- [Exercise description] Begin at the top of the following data. Copy each line exactly until you have copied the line containing "-60,7 +60,7 @@".

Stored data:
┄┄┄┄┄┄┄┄┄┄┄┄┄┄┄┄┄┄┄┄
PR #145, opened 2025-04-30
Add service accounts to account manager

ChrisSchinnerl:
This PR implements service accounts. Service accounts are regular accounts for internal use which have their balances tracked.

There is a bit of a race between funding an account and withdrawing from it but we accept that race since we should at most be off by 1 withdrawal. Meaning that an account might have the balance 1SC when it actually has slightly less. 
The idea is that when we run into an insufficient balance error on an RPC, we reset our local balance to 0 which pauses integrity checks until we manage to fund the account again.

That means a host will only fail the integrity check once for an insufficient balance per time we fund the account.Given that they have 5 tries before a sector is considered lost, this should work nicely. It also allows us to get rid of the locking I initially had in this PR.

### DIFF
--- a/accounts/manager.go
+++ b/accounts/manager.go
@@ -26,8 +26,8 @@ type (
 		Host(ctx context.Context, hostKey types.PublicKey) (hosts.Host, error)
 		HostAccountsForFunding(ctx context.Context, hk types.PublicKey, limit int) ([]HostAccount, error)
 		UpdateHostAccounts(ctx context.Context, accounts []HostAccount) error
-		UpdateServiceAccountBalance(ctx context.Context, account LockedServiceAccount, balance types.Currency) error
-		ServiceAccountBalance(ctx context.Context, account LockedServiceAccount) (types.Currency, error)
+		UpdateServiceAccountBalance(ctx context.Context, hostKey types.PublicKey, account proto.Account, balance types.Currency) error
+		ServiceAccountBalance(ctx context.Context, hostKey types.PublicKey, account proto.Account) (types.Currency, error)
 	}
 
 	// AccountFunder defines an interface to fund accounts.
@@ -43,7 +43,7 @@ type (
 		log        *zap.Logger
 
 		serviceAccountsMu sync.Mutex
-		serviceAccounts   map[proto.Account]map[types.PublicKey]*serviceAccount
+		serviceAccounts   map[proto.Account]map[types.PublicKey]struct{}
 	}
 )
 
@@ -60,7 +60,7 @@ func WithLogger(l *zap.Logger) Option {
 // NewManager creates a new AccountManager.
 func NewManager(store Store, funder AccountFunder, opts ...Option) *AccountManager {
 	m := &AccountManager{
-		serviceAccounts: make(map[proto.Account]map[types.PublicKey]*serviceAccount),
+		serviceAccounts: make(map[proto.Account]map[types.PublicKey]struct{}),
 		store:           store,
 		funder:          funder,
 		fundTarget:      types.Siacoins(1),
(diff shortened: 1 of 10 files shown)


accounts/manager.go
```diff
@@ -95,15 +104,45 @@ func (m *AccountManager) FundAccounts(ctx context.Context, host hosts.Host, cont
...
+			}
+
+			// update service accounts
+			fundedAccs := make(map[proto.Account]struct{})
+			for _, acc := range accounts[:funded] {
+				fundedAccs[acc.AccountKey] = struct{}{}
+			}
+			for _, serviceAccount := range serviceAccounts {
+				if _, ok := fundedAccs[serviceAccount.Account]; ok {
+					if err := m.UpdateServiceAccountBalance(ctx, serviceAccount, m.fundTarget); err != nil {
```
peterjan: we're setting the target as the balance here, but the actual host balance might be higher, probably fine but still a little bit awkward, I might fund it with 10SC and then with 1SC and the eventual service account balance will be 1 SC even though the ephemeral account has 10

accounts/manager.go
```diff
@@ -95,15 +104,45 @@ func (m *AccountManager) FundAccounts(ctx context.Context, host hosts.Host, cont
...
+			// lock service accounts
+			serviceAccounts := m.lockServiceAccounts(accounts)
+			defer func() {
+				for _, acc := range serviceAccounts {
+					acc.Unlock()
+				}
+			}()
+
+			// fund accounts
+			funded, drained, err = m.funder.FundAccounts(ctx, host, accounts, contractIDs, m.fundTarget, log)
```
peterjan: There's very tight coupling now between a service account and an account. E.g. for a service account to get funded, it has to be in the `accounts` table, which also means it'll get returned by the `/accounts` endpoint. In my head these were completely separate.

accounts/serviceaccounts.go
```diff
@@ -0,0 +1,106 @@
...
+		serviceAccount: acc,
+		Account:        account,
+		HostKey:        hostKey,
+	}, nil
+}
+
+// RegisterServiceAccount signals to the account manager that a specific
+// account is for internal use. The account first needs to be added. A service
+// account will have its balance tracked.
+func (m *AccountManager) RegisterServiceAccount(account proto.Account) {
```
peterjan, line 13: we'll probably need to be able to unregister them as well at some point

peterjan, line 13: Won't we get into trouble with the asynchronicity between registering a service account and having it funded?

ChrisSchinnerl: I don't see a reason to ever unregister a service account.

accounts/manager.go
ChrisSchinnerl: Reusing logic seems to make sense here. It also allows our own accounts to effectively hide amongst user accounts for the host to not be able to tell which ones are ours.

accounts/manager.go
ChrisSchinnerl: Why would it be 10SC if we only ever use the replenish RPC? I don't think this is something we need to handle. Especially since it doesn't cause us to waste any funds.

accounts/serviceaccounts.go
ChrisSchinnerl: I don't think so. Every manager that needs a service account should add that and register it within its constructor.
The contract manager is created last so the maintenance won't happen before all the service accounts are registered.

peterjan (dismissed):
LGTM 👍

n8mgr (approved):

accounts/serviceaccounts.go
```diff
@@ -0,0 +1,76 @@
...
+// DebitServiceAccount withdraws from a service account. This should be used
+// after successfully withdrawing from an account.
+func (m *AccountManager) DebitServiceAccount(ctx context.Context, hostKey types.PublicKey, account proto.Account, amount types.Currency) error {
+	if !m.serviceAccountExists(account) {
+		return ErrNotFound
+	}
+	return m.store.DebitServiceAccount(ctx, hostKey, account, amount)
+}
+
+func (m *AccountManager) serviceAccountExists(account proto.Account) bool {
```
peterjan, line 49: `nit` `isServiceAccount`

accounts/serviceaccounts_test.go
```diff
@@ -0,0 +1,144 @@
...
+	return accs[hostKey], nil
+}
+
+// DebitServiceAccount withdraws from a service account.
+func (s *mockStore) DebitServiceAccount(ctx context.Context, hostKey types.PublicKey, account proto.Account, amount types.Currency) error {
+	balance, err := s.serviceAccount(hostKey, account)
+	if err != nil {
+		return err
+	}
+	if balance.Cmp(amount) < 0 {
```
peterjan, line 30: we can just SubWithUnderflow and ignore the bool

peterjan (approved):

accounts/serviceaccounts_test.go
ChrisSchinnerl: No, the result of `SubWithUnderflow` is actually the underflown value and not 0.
┄┄┄┄┄┄┄┄┄┄┄┄┄┄┄┄┄┄┄┄
- [Completed task]
PR #145, opened 2025-04-30
Add service accounts to account manager

ChrisSchinnerl:
This PR implements service accounts. Service accounts are regular accounts for internal use which have their balances tracked.

There is a bit of a race between funding an account and withdrawing from it but we accept that race since we should at most be off by 1 withdrawal. Meaning that an account might have the balance 1SC when it actually has slightly less. 
The idea is that when we run into an insufficient balance error on an RPC, we reset our local balance to 0 which pauses integrity checks until we manage to fund the account again.

That means a host will only fail the integrity check once for an insufficient balance per time we fund the account.Given that they have 5 tries before a sector is considered lost, this should work nicely. It also allows us to get rid of the locking I initially had in this PR.

### DIFF
--- a/accounts/manager.go
+++ b/accounts/manager.go
@@ -26,8 +26,8 @@ type (
 		Host(ctx context.Context, hostKey types.PublicKey) (hosts.Host, error)
 		HostAccountsForFunding(ctx context.Context, hk types.PublicKey, limit int) ([]HostAccount, error)
 		UpdateHostAccounts(ctx context.Context, accounts []HostAccount) error
-		UpdateServiceAccountBalance(ctx context.Context, account LockedServiceAccount, balance types.Currency) error
-		ServiceAccountBalance(ctx context.Context, account LockedServiceAccount) (types.Currency, error)
+		UpdateServiceAccountBalance(ctx context.Context, hostKey types.PublicKey, account proto.Account, balance types.Currency) error
+		ServiceAccountBalance(ctx context.Context, hostKey types.PublicKey, account proto.Account) (types.Currency, error)
 	}
 
 	// AccountFunder defines an interface to fund accounts.
@@ -43,7 +43,7 @@ type (
 		log        *zap.Logger
 
 		serviceAccountsMu sync.Mutex
-		serviceAccounts   map[proto.Account]map[types.PublicKey]*serviceAccount
+		serviceAccounts   map[proto.Account]map[types.PublicKey]struct{}
 	}
 )
 
@@ -60,7 +60,7 @@ func WithLogger(l *zap.Logger) Option {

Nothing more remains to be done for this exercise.